The problem
Most prompt engineering today happens in a Notion doc and a hope. People paste prompts into ChatGPT, eyeball the output, tweak something, and call it done. There's no version control, no test set, no measurement, no way to know whether a change made things better or just different.
I wanted to build the workbench that prompt engineers actually need. Not another playground, not another LLM wrapper, but a real tool with the kind of feedback loops you'd expect from a software engineering environment.
The C.R.E.A.T.E. framework
The optimiser is the heart of the platform. It runs a four-phase flow: input, clarification, optimisation, output. You provide a starting prompt or speak it in via Whisper. The system asks clarifying questions if your intent is ambiguous. Then the Auto-Optimiser runs the prompt against a CSV test set you provide and iterates until the metrics improve, or until it confirms it can't.
The Auto-Optimiser only works if it has something to measure against. So the workflow forces you to define success before you start iterating. That's the same principle as test-driven development, applied to prompts.
Certification, with anti-cheat
Four progressive levels, L1 to L4. Each unlocks a deeper part of the platform: L1 gets you basic access, L4 unlocks the sandbox where you can run agents against real models.

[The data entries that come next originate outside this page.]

PR #257, opened 2026-09-16
[Issue #52] In `build_local_row`, when `hours_needed > HOURS_PER_MONTH`, the cost for owned hardware is computed as if a single machine can run more than 24/7, which may underestimate cost; the note warns but the logic could be improved (e.g., require multiple cards or limit to max monthly tokens).

### LINKED ISSUE #52: In `build_local_row`, when `hours_needed > HOURS_PER_MONTH`, the cost for owned hardware is computed as if a single machine can run more than 24/7, which may underestimate cost; the note warns but the logic could be improved (e.g., require multiple cards or limit to max monthly tokens).
## Problem

In `build_local_row` (file location not specified in review, likely in a cost‑estimation module), when `hours_needed > HOURS_PER_MONTH`, the current logic computes the cost for owned hardware as if a single machine can run for the entire `hours_needed` period (i.e., more than 24/7). This under‑estimates the true cost because hardware cannot physically run more than one month’s worth of hours on a single card (assuming `HOURS_PER_MONTH` represents the maximum monthly runtime of one machine). A warning note exists but the logic itself remains incorrect.

## Motivation

- **Correctness risk**: Users who enter workloads requiring multiple months of computation will see an artificially low cost for owning hardware, potentially leading to incorrect purchase decisions.
- **Maintainability**: Relying on a warning note is fragile; future readers may not notice the caveat.
- **Agent confusion**: Automated pricing comparisons (e.g., in CI or interactive mode) could produce misleading results.

## Proposed Solution

Modify `build_local_row` to cap the effective hours per machine to `HOURS_PER_MONTH` and account for multiple machines when `hours_needed` exceeds that limit. Concrete approach:

1. Compute `num_machines = ceil(hours_needed / HOURS_PER_MONTH)`.
2. Compute `effective_hours = min(hours_needed, HOURS_PER_MONTH)`.
3. Multiply the per‑machine cost by `num_machines` (i.e., total cost

## Implementation notes

DONE: `build_local_row` caps per-machine hours at `HOURS_PER_MONTH`, multiplies per-machine cost by `ceil(hours_needed / HOURS_PER_MONTH)`, and tests cover the multi-month case.

leonarduk:
## What
Updated `build_local_row` in `llm_cost_comparison.py` to cost infeasible local workloads as a fleet of machines rather than a single machine running more hours than exist in a month. When `hours_needed > HOURS_PER_MONTH`, the function now computes `num_machines = ceil(hours_needed / HOURS_PER_MONTH)`, calculates per-machine cost over `effective_hours` (capped at `HOURS_PER_MONTH`), and multiplies by `num_machines` for all four local modes (`own`, `existing`, `rent`, `always_on`). Token production and the infeasibility note were updated accordingly.

## Why
Previously, a workload requiring multiple months of compute on one machine was billed as if a single card could run past 24/7, under-estimating the true cost of owning hardware. This could mislead users into incorrect purchase decisions and produce misleading automated pricing comparisons. The old warning note was fragile and easy to overlook.

## Approach
Chose to model the realistic scenario: to deliver a multi-month workload within a month, you need `ceil(hours_needed / HOURS_PER_MONTH)` machines, each running up to `HOURS_PER_MONTH` hours. This scales both variable costs (electricity, rental) and fixed costs (hardware amortization) by machine count, keeping the $/1M token rate a real, hours-independent per-token figure. Rejected the alternative of simply capping hours without scaling, which would still under-estimate cost. `feasible` semantics are unchanged (single machine can't replace hosted in real time), and infeasible rows remain excluded from "cheapest" ranking.

## Testing
Added two tests: one verifying fleet cost scaling for `existing` mode (3 machines × $72 = $216, $3.00/1M tokens, note mentions "3 machines"), and one verifying hardware amortization scales in `own` mode (3 × $100 = $300/month). Updated the existing infeasibility test to assert the new "machines" wording. All tests pass.

## Checklist
- [x] Tests added/updated
- [ ] Docs updated if needed
- [ ] No breaking changes

---

Closes #52


leonarduk:
This review was right, and if anything too narrow. Fixed in `66d197b`.

**The `rent` over-charge is real — and it is not confined to `rent`.** The review scoped the finding to rented GPUs, but the same error hits `existing`, and the PR's own test asserted it. That test expected `$216` for the `existing` case: three machines × 720 hours × 1 kW × $0.10. The workload needs **2000** machine-hours, not 2160. Three machines for 667 hours each burn exactly the electricity one machine burns in 2000 hours — the 160 hours of spare fleet capacity are not consumed and must not be billed. The correct figure is `$200`, and the test now asserts that. The tidy arithmetic is what hid it: `ceil(2000/720) = 3` was chosen to make `3 × 72 = 216` come out clean, and the roundness disguised the 8% overcharge. At `hours_needed = 721` the same formula bills 1440 hours for 721 — nearly double.

So the PR replaced an under-estimate with an over-estimate. Both are the misleading comparison issue #52 exists to prevent; only the sign differs.

**The fix is to split on fixed versus variable, which the cost helpers already do.**

| cost | scales with | modes |
|---|---|---|
| electricity while generating, hourly GPU rental | **machine-hours** (`hours_needed`, uncapped) | all |
| hardware amortization, a 24/7 server's idle draw | **machine count** (`ceil(hours_needed / 720)`) | `own`, `always_on` |

`local_monthly_cost_owned` already separates `hardware_monthly` from `variable_monthly`, and `local_monthly_cost_always_on` already separates `idle_cost` from `generation_cost`. The bug was multiplying *both* components by the machine count when only one of them is per-machine. Both are now expressed by scaling the fixed **input** — `hardware_cost * num_machines`, `idle_watts * num_machines` — and passing `hours_needed` as the hours. That keeps one implementation of each cost model instead of a second one inlined in `build_local_row`. `existing` and `rent` have no fixed component and so no longer reference the machine count at all.

**The docstring invariance claim — agreed, and corrected in the direction the review suggests.** `cost_per_million_tokens` is now computed against the workload's full monthly total, which the fleet does deliver. It is genuinely invariant to machine count for `existing` and `rent`, and it *rises* for `own` and `always_on`. The docstring now says so explicitly, and adds that the rise is the point: a model keeping $/1M flat while you buy two more cards is hiding precisely what the issue asks to surface. Both directions are tested — `test_purely_variable_modes_keep_the_same_rate_per_million` and `test_owned_mode_rate_per_million_rises_with_the_fleet`.

**On the shadowed `hours_needed` parameter.** Confirmed: it is unconditionally reassigned from `hours_needed_for_workload(...)` on the first line of the body and the incoming value is never read. That predates this PR and is worth a separate cleanup; I have not widened this PR to remove the parameter, since doing so changes a public signature for reasons unrelated to the costing model.

**Coverage.** All four gaps the review listed are filled, plus the ones the finding implies:

- `rent` and `always_on` with `num_machines > 1`
- the `hours_needed == HOURS_PER_MONTH` boundary (exactly 720 hours must stay one machine and stay feasible — both `ceil` and the `<=` in `feasible` sit on that edge)
- the $/1M invariance the docstring claims, asserted rather than described
- `own` with both components live at once (`$300` fixed + `$200` variable = `$500`; scaling the whole cost would give `$516`)
- `test_fleet_fixture_matches_its_stated_arithmetic`, which pins the 72M tokens / 2000 hours / 3 machines figures the hand-computed expectations depend on, so the fixture cannot drift and leave the others asserting the wrong numbers

**One thing the review did not reach.** `max(1, math.ceil(...))` was dead. `ceil` already returns at least 1 for any positive workload, and a zero-token one raises in `cost_per_million_tokens` whether or not the clamp is there. It survived mutation testing, which is how it surfaced. Removed, with a test pinning the zero-workload behaviour so the removal is deliberate.

I also restored the fractional `parallel_needed` alongside the machine count in the infeasible note. The PR replaced `~1.4x this throughput` with `2 machines`; those answer different questions and 1.4x of throughput is not two machines' worth. The note now carries both.

**Verification.** Ten guards mutation-tested across all four modes — each fixed-scaling, each variable-hours choice, `ceil` vs truncation, the feasibility boundary, and whether `num_machines` is consulted at all. No survivors. 174 passed (162 on `main`).

---

leonarduk:
Approved, but the docstring finding is correct and worth fixing rather than leaving as a non-blocking note — it was my error, and it is the same defect I criticised the original PR for. `981e001`.

**I got the direction wrong.** The docstring said $/1M "rises with it for `own` and `always_on`", and I named a test `test_owned_mode_rate_per_million_rises_with_the_fleet` while its assertion reads `fleet < small`. The review is right that the assertion is the correct one. Writing a name and a docstring that contradict the code is exactly what I flagged in this PR's original tests, so it deserves more than a comment.

**The underlying shape is a sawtooth, and "rises" described the half that does not happen in the case I measured.**

- *Between* machine boundaries, $/1M **falls** — the same fixed cost spread over more tokens. That is what the small-versus-fleet comparison measures, and it is why the assertion is right.
- *At* a boundary, $/1M **jumps up** — two more hours of work buy a whole extra card's amortization.

I had the second effect in mind and wrote it as though it applied to the first. The docstring is rewritten around the boundary step, because that is the effect issue #52 exists to surface: it is what makes buying hardware for a workload this size look worse than the straight-line extrapolation implied.

The test is renamed to what it asserts, and I added the case it was standing in for — 716 hours against 724, with the exact figures either side:

| | machines | cost | tokens | $/1M |
|---|---|---|---|---|
| 179 req/day | 1 | `$100 + $71.60` | 25.776M | `$6.66` |
| 181 req/day | 2 | `$200 + $72.40` | 26.064M | `$10.45` |

A small-versus-large comparison can only ever show the downward trend, so the step — the interesting half — had no test at all.

**The other two findings, both acted on:**

- **The zero-machine coupling.** Correct that relying on `cost_per_million_tokens` to raise is fragile: `ceil(0 / 720)` is 0, every fixed cost is multiplied by it, and only that downstream raise stops a plausible-looking `$0` row. `build_local_row` now rejects a zero-token workload itself, with a message naming its own input. I did not use `max(1, ...)` — that is the suggestion in the review, but it makes the degenerate case return a `$0` row *silently*, which is the failure mode being guarded against rather than a guard. Mutation-verified.
- **`always_on` with `num_machines == 1`.** Added, pinning that the `idle_watts * num_machines` scaling is a no-op at one machine rather than an off-by-one.

On `coverage_pct`: agreed the two forms are identical inside the `else`, and that it now depends on being there. Left as is — `HOURS_PER_MONTH / hours_needed` states what the branch means (one machine flat out, against what the workload needs) more directly than reusing a variable that only equals it by construction.

Four guards mutation-tested, no survivors. 176 passed.

---

PR #258, opened 2026-09-16
[Issue #54] The script collects electricity rate and exchange rate via live lookups; if the user enters manual values, the prompts are clear, but consider adding a confirmation step before final output.

### LINKED ISSUE #54: The script collects electricity rate and exchange rate via live lookups; if the user enters manual values, the prompts are clear, but consider adding a confirmation step before final output.
## What

Add a confirmation step in the interactive mode when the user provides manual values for the electricity rate and exchange rate. Specifically, after the user enters these values (but before the final cost comparison table is generated), display a summary of the entered values and prompt the user to confirm or re-enter them.

The change should be located in the function(s) that handle manual input for electricity rate and exchange rate—likely the input loop within the interactive mode (e.g., `main()` or a dedicated input‑gathering function). The exact file path is not given in the review, but the script is in the `ai-systems-lab` repository, probably named something like `local_cost_calculator.py`. The relevant section is where the prompts for electricity rate and exchange rate appear.

## Why

Without a confirmation step, a user who makes a typo or enters an obviously unrealistic value (e.g., $100/kWh or an exchange rate off by an order of magnitude) will see the final table with incorrect numbers and may not notice the mistake until later. This leads to incorrect cost comparisons and reduced trust in the tool. A confirmation step that shows the entered values and allows re‑entry is a low‑effort way to catch errors early, improving correctness and user experience. It also prevents “agent confusion” (e.g., automated scripts that may misinterpret output) by ensuring the inputs are explicitly acknowledged.

## How

1. Locate the code section where the user is prompted to enter manual electricity rate and exchange rate (likely after the live‑lookup fallback or when the user chooses to override the looked‑up values).  
2. After both values have been collected from the user, print a clear summary, for example:
   ```
   You entered:
     Electricity rate: 0.12 USD/kWh
     Exchange rate: 1.00 USD/local currency
   Is this correct? (y/n): 
   ```
3. Read the user’s response. If the response is `y` (or `yes`, case‑insensitive), proceed to compute the final output. If the response is `n` (or `no`), loop back to re‑prompt for both values (or allow the user to correct only

---

- **Exact file path**: The evidence shows the relevant file is `projects/05-llm-cost-comparison/llm_cost_comparison.py` (grep hits for "electricity rate" at lines 1939 and 1950, and "exchange rate" at lines 1136, 1762, 1764, 1766). The issue's guessed name `local_cost_calculator.py` does not appear anywhere in the evidence.
- **Exact function/location (partial)**: The evidence locates the exchange-rate prompt area around lines 1762–1766 of `llm_cost_comparison.py` (live exchange rate print, "enter manually" fallback, and the "GBP→USD exchange rate (used internally…" prompt), and the electricity-rate context around lines 1939–1950. The specific enclosing function name is not shown in the evidence.
- **Scope of "interactive mode" (partial)**: The evidence shows a distinction between interactive and non-interactive modes: `llm_cost_comparison.py` lines 21–22 document `python llm_cost_comparison.py` as interactive and `--non-interactive --config example.json` as non-interactive; README lines 61–64 describe "Non-interactive (scripting / CI)"; line 1160 notes "the interactive prompt still lets the user" override a guess; README line 97–99 describes an "interactive only" electricity-only basis. This confirms interactive vs. non-interactive separation exists, but does not state whether the proposed confirmation applies to config/CLI-sourced values.

## Implementation notes

DONE: In interactive mode, after the user manually enters the electricity rate and exchange rate, the script prints a summary of both values and prompts "Is this correct? (y/n)"; answering yes proceeds to the cost comparison table, answering no loops back to re-prompt for both values. Non-interactive mode is unaffected.

leonarduk:
## What
Added a confirmation step to the interactive setup flow in `llm_cost_comparison.py` for manually-entered electricity and exchange rates. After the user provides these values, the script now prints a summary of what was entered and asks the user to confirm before proceeding. If the user declines, the values are re-prompted (both values in the GBP branch, the single value in the USD branch).

## Why
Previously, a typo or unrealistic value (e.g., $100/kWh or an exchange rate off by an order of magnitude) would silently flow into the final cost comparison table, producing misleading results and eroding trust in the tool. A confirmation step catches these errors early and makes the inputs explicit, which also helps automated consumers of the output avoid misinterpreting results.

## Approach
Wrapped the existing manual-input prompts in `while True` loops that display a summary and call `prompt_yes_no` before breaking. In the GBP branch, declining re-prompts both the electricity rate and the exchange rate, since they are interdependent (`electricity_rate = gbp_rate * usd_per_gbp`). In the USD branch, only the single value is re-prompted. The default for the confirmation prompt is `True`, so pressing Enter accepts the values — keeping the happy path unchanged for users who don't need to correct anything. Reusing the existing `prompt_yes_no` helper avoids introducing new input-parsing logic.

## Testing
Added unit tests in `test_llm_cost_comparison.py` covering `prompt_yes_no` behavior:
- `test_prompt_yes_no_accepts_yes_and_no` verifies `"y"` returns `True` and `"n"` returns `False`.
- `test_prompt_yes_no_empty_uses_default` verifies an empty input falls back to the supplied default in both directions.

## Checklist
- [x] Tests added/updated
- [ ] Docs updated if needed
- [x] No breaking changes

---

Closes #54


leonarduk:
Merged `main` and reworked the change. `2190411`.

**The two tests this PR added do not test this PR.** `test_prompt_yes_no_accepts_yes_and_no` and `test_prompt_yes_no_empty_uses_default` exercise `prompt_yes_no`, a helper that predates the change and is untouched by it. Both confirmation loops could have been deleted outright with the suite still green — the feature had no coverage at all. They are kept (the helper is worth pinning) but are no longer the justification for anything.

Replaced with tests that actually decline the summary and assert the corrected value reaches `settings`: one per branch, plus one asserting the happy path still asks exactly once, so the confirmation does not quietly become a two-step flow for users with nothing to correct.

**Writing those tests turned up three defects.**

**1. The GBP re-prompt defaulted to the value the user had just rejected.**

```python
gbp_rate = prompt_float("Electricity rate (GBP/kWh)", default=gbp_rate, minimum=0)
```

The user declines *because the value is wrong*, and the re-prompt then offers that same wrong value as the default — so pressing Enter silently restores it. It now re-offers the default it offered the first time. That default was a bare `0.2483` repeated at two call sites, and the re-prompt makes a third, so it is now `DEFAULT_GBP_ELECTRICITY_RATE`.

**2. Both branches asked the identical `"  Is this correct?"`.** Ambiguous mid-flow on its own, and it makes the two confirmations indistinguishable to any prompt-matching test driver — a test scripting one of them necessarily answers the other. They are now `"Use this electricity rate?"` and `"Use this electricity rate and exchange rate?"`, which also state what is being confirmed rather than depending on the summary still being on screen.

**3. The summary said "You entered" for a rate that came from Octopus Agile.** In the GBP branch the confirmation fires whether the rate was typed or fetched live, so it was telling users they had entered something they had not. Now "Using". Confirming a fetched value is the right behaviour and is slightly broader than issue #54's "manually entered" framing — worth having, and now worded honestly.

**The merge itself was informative.** `main` has since grown a strict interactive-prompt responder that calls `pytest.fail` on an unscripted prompt instead of falling through to the default. Six pre-existing interactive tests failed the instant this branch's new prompt appeared. That is the responder working exactly as designed: had it defaulted, those tests would have silently answered a confirmation question they knew nothing about and kept passing. Both new prompts are registered in the shared answer maps, with the `?` in `"Use this electricity rate?"` keeping it from also matching the longer GBP prompt under first-match.

**Verification.** Six guards mutation-tested: each loop's existence, the re-prompt default, the re-prompt happening at all, the summary being printed, and the two prompts being distinct. No survivors.

One result is worth flagging on its own. Flipping the confirmation's default from `True` to `False` does not fail the suite — it **hangs it**, because an empty answer then never satisfies the loop. That is the unbounded `while True` that issue #260 is about, reached through a one-character change rather than through EOF. It is out of scope here, but it means these loops have no floor under them, and #260 is not a theoretical concern.

168 passed (162 on `main`).

---

PR #265, opened 2026-09-16
[Issue #56] Add validation for user-entered provider/model keys in `interactive_provider_selection` to warn of unknown keys instead of silently ignoring.

### LINKED ISSUE #56: Add validation for user-entered provider/model keys in `interactive_provider_selection` to warn of unknown keys instead of silently ignoring.
## What

Add input validation inside the `interactive_provider_selection` function (likely in `projects/llm_cost_comparison.py`) to warn the user when they enter a provider or model key that does not match any known key from the pricing data. Currently, unknown keys are silently ignored, which can lead to a confusing experience (the user believes they selected a model but the script proceeds without it).

## Why

- **Correctness risk:** Users may mistype a key or try a model that isn’t in `pricing.json`. Silent ignoring means the script continues without the intended model, producing an incomplete cost comparison.
- **Maintainability:** Future code or automated agents interacting with the script would not receive any signal that a key was invalid, making debugging harder.
- **User experience:** A warning or re-prompt prevents wasted runs and gives immediate feedback.

## How

1. Obtain the set of valid provider keys and model keys from the loaded pricing data (e.g., the keys of the `pricing` dictionary or a precomputed set).
2. After the user enters a provider or model choice, check if the input (case‑folded)

## Implementation notes

DONE: `interactive_provider_selection` warns (and re-prompts or skips with a clear message) when a user-entered provider or model key does not match any key in the loaded pricing data, with tests covering valid and invalid inputs.

leonarduk:
## What
Updated `interactive_provider_selection` in `projects/05-llm-cost-comparison/llm_cost_comparison.py` to validate user-entered provider/model keys against the loaded pricing data. Unknown keys now trigger a warning listing the unrecognized entries and all valid keys, followed by a re-prompt. Matching is case-insensitive, and canonical (lowercase) keys are returned. Added tests covering valid input, case-insensitivity, blank input, unknown-key re-prompt, partial-valid decline, and all-unknown decline.

## Why
Previously, mistyped or unknown keys were silently dropped from the selection, so users could believe they had selected a model while the script proceeded without it — producing an incomplete cost comparison with no signal that anything went wrong. This also made debugging harder for future code or automated agents interacting with the script. Warning and re-prompting gives immediate feedback and prevents wasted runs.

## Approach
Built a case-insensitive lookup (`canonical_by_lower`) mapping lowercased keys to their canonical form, so inputs like `Claude/Opus-5` resolve to `claude/opus-5`. On unknown keys, the function prints the unrecognized entries plus the full list of valid keys, then asks whether to re-enter; declining keeps only the recognized keys. This preserves the existing "blank = local only" behavior (returns an empty set) and the "compare against all" short-circuit (returns `None`). Alternatives considered: hard-failing on any unknown key (rejected as too disruptive when the user intentionally wants a partial selection) and silently normalizing casing only (rejected because it wouldn't address genuinely invalid keys).

## Testing
Added unit tests in `test_llm_cost_comparison.py` using a sample pricing fixture and monkeypatched `input`/`capsys`:
- Valid comma-separated keys return the expected set.
- Mixed-case input returns canonical lowercase keys.
- Blank input returns an empty set.
- Unknown key triggers a warning containing the bad key and valid keys, then re-prompts.
- Mixed valid/invalid with decline keeps only recognized keys and reports the invalid one.
- All-unknown input with decline returns an empty set and reports both bad keys.
- "Compare against all" still returns `None`.

## Checklist
- [x] Tests added/updated
- [ ] Docs updated if needed
- [x] No breaking changes

---

Closes #56


leonarduk:
Merged `main`. The change itself is sound — case-insensitive canonical lookup, warn and re-prompt, decline keeps what was recognized. Two things needed fixing. `189cb97`.

**The test that proves the valid keys are listed cannot fail.** `test_interactive_provider_selection_warns_and_reprompts_on_unknown_key` ends with:

```python
# Valid keys are listed so the user can correct the typo.
assert "claude/opus-5" in out
```

Every key is already printed in the menu above the prompt, so that string is in `out` regardless. I deleted the entire `"Valid keys are:"` block and re-ran: **all seven tests still passed.** The most useful half of the warning — telling the user what they *could* have typed — had no coverage at all.

The assertion now anchors on the header and checks what follows it, for all three keys:

```python
listing = out.split("Valid keys are:")[1]
assert "claude/opus-5" in listing
assert "claude/haiku-4.5" in listing
assert "deepseek/deepseek-v3" in listing
```

**Silently returning "local only" when nothing was recognized.** Enter two typo'd keys, decline the retry, and the function returns an empty set — which downstream means exactly the same thing as having left the prompt blank. That is a real answer, but it is not an obvious consequence of the exchange the user just had, and it is the same shape of silent-drop the issue exists to eliminate, one level up. It now prints `No hosted models recognized — comparing local options only.` before returning.

**Four tests added**, including the one the issue is really about:

- `test_interactive_provider_selection_does_not_silently_keep_unknown_keys` — the old code put every entered string into the returned set verbatim, so a typo produced a selection matching no model and a comparison quietly missing it. Nothing asserted the unknown key is now *absent* from the result; the existing tests only checked the recognized ones were present, which would pass if the unknown one rode along too. Mutation-verified: adding the unknown key back to `selected` fails this test and nothing else.
- whitespace and duplicate tolerance (`"  a ,, a , b  "`)
- two bad attempts in a row, confirming the loop keeps asking rather than giving up after one round, and the final decline still returns what that attempt recognized

**Verification.** Six guards mutation-tested — the key listing, the warning, unknown-key exclusion, the case-insensitive lookup, the loop continuing, and the new notice. All caught.

**One survivor, kept deliberately and flagged rather than papered over.** The `if not raw: return set()` early return is redundant: a blank entry falls through to `return selected` with nothing unknown and nothing selected, which is the same empty set. Removing it changes no behaviour, so no honest test can pin it. I have left it in with a comment saying exactly that — "leave blank for local only" is a contract the prompt makes to the user, and demoting it to an emergent property of two later branches invites a future edit to break it silently. Noting it here rather than inventing a test that would only assert the general path.

172 passed (162 on `main`).

---

PR #1126, opened 2018-06-07
Nonetype accepted by datasaver

### LINKED ISSUE #1125: Nonetype not accepted as valid type by data saver
Let's consider the situation where we interleave a 1D and 2D sweep. This will look as follows.  

```python
import numpy as np

from qcodes import Parameter

x = Parameter("x", set_cmd=None, get_cmd=None)
y = Parameter("y", set_cmd=None, get_cmd=None)

m = Parameter("m")
m.get = lambda:np.sin(x())

n = Parameter("n")
n.get = lambda:np.sin(x()**2 + y())

meas = Measurement()
meas.register_parameter(x)
meas.register_parameter(y)
meas.register_parameter(m, setpoints=[x])
meas.register_parameter(n, setpoints=[x, y])

with meas.run() as datasaver: 
    for ix in np.linspace(0, 6, 100): 
        x.set(ix)
        datasaver.add_result(("x", ix), ("y", None), ("m", m.get()), ("n", None))

        for iy in np.linspace(0, 6, 100): 
            y.set(iy)
            datasaver.add_result(("x", ix), ("y", iy), ("m", None), ("n", n.get()))
```

Currently, this fails because of `ValueError: Wrong value type received. Got <class 'NoneType'>, but only int, float, str, tuple, list, and np.ndarray is allowed.`.  This is unfortuante as the underlying infrastructure has no problems with None values

sohailc:
Fixes #1125 .

### DIFF
--- a/qcodes/dataset/data_set.py
+++ b/qcodes/dataset/data_set.py
@@ -360,7 +360,7 @@ class DataSet(Sized):
 
         Args:
             - list of name, value dictionaries  where each
-              dictionary provides the values for of the parameters in
+              dictionary provides the values for the parameters in
               that result. If some parameters are missing the corresponding
               values are assumed to be None
 
--- a/qcodes/dataset/data_set.py
+++ b/qcodes/dataset/data_set.py
@@ -375,7 +375,7 @@ class DataSet(Sized):
         values = [[d.get(k, None) for k in expected_keys] for d in results]
 
         len_before_add = length(self.conn, self.table_name)
-        insert_many_values(self.conn, self.table_name, expected_keys,
+        insert_many_values(self.conn, self.table_name, list(expected_keys),
                            values)
         # TODO: should this not be made atomic?
         self.conn.commit()
--- a/qcodes/dataset/data_set.py
+++ b/qcodes/dataset/data_set.py
@@ -360,8 +360,9 @@ class DataSet(Sized):
 
         Args:
             - list of name, value dictionaries  where each
-              dictionary provides the values for all of the parameters in
-              that result.
+              dictionary provides the values for of the parameters in
+              that result. If some parameters are missing the corresponding
+              values are assumed to be None
 
         Returns:
             - the index in the DataSet that the **first** result was stored at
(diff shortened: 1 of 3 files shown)


WilliamHPNielsen:
I got a little confused by the discussion in #1125. Is this ready for review now?

sohailc:
Yes @WilliamHPNielsen it is

qcodes/dataset/data_set.py
```diff
@@ -360,8 +360,9 @@ def add_results(self, results: List[Dict[str, VALUE]]) -> int:
 
         Args:
             - list of name, value dictionaries  where each
-              dictionary provides the values for all of the parameters in
-              that result.
+              dictionary provides the values for of the parameters in
```
WilliamHPNielsen: A small but important word is missing here.

qcodes/dataset/measurements.py
```diff
@@ -116,6 +116,8 @@ def add_result(self,
                     input_size = array_size
             elif any(isinstance(value, t) for t in non_array_like_types):
                 pass
+            elif value is None:
```
WilliamHPNielsen: I guess it's still undecided whether we should allow this (but you actually voted against it, @sohailc, by voting for option 1)

WilliamHPNielsen:
The fix in `data_set.py` is a genuine fix! Great job. An alternative to
```
expected_keys = frozenset.union(*[frozenset(d) for d in results])
```
could be to ask the database what the keys are, but since we don't need to provide all parameters (we don't, right?), I think this is better.

Let us agree on option 1. or 2. from #1125 before merging. I vote 1.

qcodes/dataset/data_set.py
WilliamHPNielsen: ...or there is a word too many.

sohailc:
You are right of course, I voted for option 1. I will remove the offending code. 

As for your comment that we can look for all parameters in the database, I tried that and it does not appear to work. I think the reason is that before the first write to database, there are no parameters yet

qcodes/dataset/measurements.py
sohailc: I will remove this

qcodes/dataset/data_set.py
sohailc: I not sure i'm following....

WilliamHPNielsen: "dictionary provides the values for (all/none/some) of the parameters"
or, alternatively,
"dictionary provides the values for the parameters"

WilliamHPNielsen:
> I think the reason is that before the first write to database, there are no parameters yet.

That is a very good point.

sohailc:
@WilliamHPNielsen Lets merge this if there are no further comments.

qcodes/dataset/data_set.py
WilliamHPNielsen: Just this little thing and then we are set.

Exam questions are generated server-side per session, and each session is hashed so the same questions don't render twice for the same user. Certificates are publicly verifiable, which means employers and clients can actually trust them. The whole thing exists because prompt engineering is becoming a real skill, and the industry needs a way to vouch for that.
Agent Foundry
A visual no-code builder for autonomous ReAct-loop agents. Drag-and-drop nodes, typed pipelines, full observability with P50, P95, and P99 latency traces baked in from the start.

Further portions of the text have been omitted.